Task to complete |
Could you restate word for word every line of the records below, from the first one to the one holding "Draw an annotation"?

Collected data
------------------------------------------------

PR #2119, opened 2026-04-01
Enter key should confirm values in annotation properties dialog

malwilley:
Before this change, pressing enter in the annotation properties dialog did not confirm the values.

This is similar to the logic in ImageDetailsPane: https://github.com/qupath/qupath/blob/c42e0d09a1922b4645e013a4f9f26e4c98e58f25/qupath-gui-fx/src/main/java/qupath/lib/gui/panes/ImageDetailsPane.java#L634 

Before:

https://github.com/user-attachments/assets/471c5fe1-c06c-4d1a-9f62-0418996b7547

After:

https://github.com/user-attachments/assets/483f8416-7923-45db-95d1-72d0f8182891

### DIFF
--- a/qupath-gui-fx/src/main/java/qupath/lib/gui/tools/GuiTools.java
+++ b/qupath-gui-fx/src/main/java/qupath/lib/gui/tools/GuiTools.java
@@ -1061,7 +1061,7 @@ public class GuiTools {
 
 		var btnApply = dialog.getDialogPane().lookupButton(ButtonType.APPLY);
 		var enterPressed = new KeyCodeCombination(KeyCode.ENTER);
-		dialog.getDialogPane().addEventFilter(KeyEvent.KEY_PRESSED, e -> {
+		dialog.getDialogPane().addEventHandler(KeyEvent.KEY_PRESSED, e -> {
 			if (enterPressed.match(e)) {
 				btnApply.fireEvent(new ActionEvent());
 				e.consume();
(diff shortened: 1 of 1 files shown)


petebankhead:
Thanks, I tried this. It has the problem that it's no longer possible to press `Enter` when adding a description, therefore making it impossible to have multiple lines in the description.

If the workflow you want is to quickly enter a name and then close the dialog, this is already possible (at least on macOS):
* Draw an annotation
* Press enter to show the properties dialog
* Type the name
* Press `Shift`+`Tab` to move focus backwards to the 'Apply' button
* Press `Enter`

I'd prefer this approach, partly because it requires no changes but mostly because I feel like adding custom behavior like this to specific dialogs could quickly escalate and add a lot of complexity.

I think that the 'Set image type' dialog is a special case because it will confront _every_ user when they start using QuPath, _every_ time they open an image. Also, because it mostly contains buttons (and no text input controls), there is no risk of conflict.

malwilley:
@petebankhead thanks for taking a look so quickly! I didn't test the description field, my bad.

I pushed a commit that will handle both the title and description correctly, but I see your point:

> I feel like adding custom behavior like this to specific dialogs could quickly escalate and add a lot of complexity.

I'll close this PR, but it would be nice to have proper enter behavior in all the dialogs! This PR came about from watching my wife struggle through some analysis and having to resort to the mouse a little too often 😅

------------------------------------------------

Task response |
PR #2119, opened 2026-04-01
Enter key should confirm values in annotation properties dialog

malwilley:
Before this change, pressing enter in the annotation properties dialog did not confirm the values.

This is similar to the logic in ImageDetailsPane: https://github.com/qupath/qupath/blob/c42e0d09a1922b4645e013a4f9f26e4c98e58f25/qupath-gui-fx/src/main/java/qupath/lib/gui/panes/ImageDetailsPane.java#L634 

Before:

https://github.com/user-attachments/assets/471c5fe1-c06c-4d1a-9f62-0418996b7547

After:

https://github.com/user-attachments/assets/483f8416-7923-45db-95d1-72d0f8182891

### DIFF
--- a/qupath-gui-fx/src/main/java/qupath/lib/gui/tools/GuiTools.java
+++ b/qupath-gui-fx/src/main/java/qupath/lib/gui/tools/GuiTools.java
@@ -1061,7 +1061,7 @@ public class GuiTools {
 
 		var btnApply = dialog.getDialogPane().lookupButton(ButtonType.APPLY);
 		var enterPressed = new KeyCodeCombination(KeyCode.ENTER);
-		dialog.getDialogPane().addEventFilter(KeyEvent.KEY_PRESSED, e -> {
+		dialog.getDialogPane().addEventHandler(KeyEvent.KEY_PRESSED, e -> {
 			if (enterPressed.match(e)) {
 				btnApply.fireEvent(new ActionEvent());
 				e.consume();
(diff shortened: 1 of 1 files shown)


petebankhead:
Thanks, I tried this. It has the problem that it's no longer possible to press `Enter` when adding a description, therefore making it impossible to have multiple lines in the description.

If the workflow you want is to quickly enter a name and then close the dialog, this is already possible (at least on macOS):
* Draw an annotation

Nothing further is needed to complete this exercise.